** Opening Recorded data block **

PR #197, opened 2017-05-29
when building static: link against static libs if you can for OpenMEE…

eolivi:
…GMaths.


papadop:
OK for me except the removal of the white line in AsciiIO.H ;-)

eolivi:
this will be ok for MAC but does not work on linux (anyway... not needed)

agramfort:
can I test the produced binaries if they work?

eolivi:
yes you can. it should be ok now.
I did on our MAC from ci:
ciosx:bin ci$ otool -l om_assemble  | grep -i hdf
ciosx:bin ci$ otool -l om_assemble  | grep -i mat

and no output (and it used to (with the shared matio and hdf5)).

agramfort:
it is not uploaded to http://openmeeg.gforge.inria.fr/download/?C=M;O=D ?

** Closing Recorded data block **

▸ Description of the task
In full and without alteration, return the listing above.

▸ Result for this exercise
PR #197, opened 2017-05-29
when building static: link against static libs if you can for OpenMEE…

eolivi:
…GMaths.


papadop:
OK for me except the removal of the white line in AsciiIO.H ;-)

eolivi:
this will be ok for MAC but does not work on linux (anyway... not needed)

agramfort:
can I test the produced binaries if they work?

eolivi:
yes you can. it should be ok now.
I did on our MAC from ci:
ciosx:bin ci$ otool -l om_assemble  | grep -i hdf
ciosx:bin ci$ otool -l om_assemble  | grep -i mat

and no output (and it used to (with the shared matio and hdf5)).

agramfort:
it is not uploaded to http://openmeeg.gforge.inria.fr/download/?C=M;O=D ?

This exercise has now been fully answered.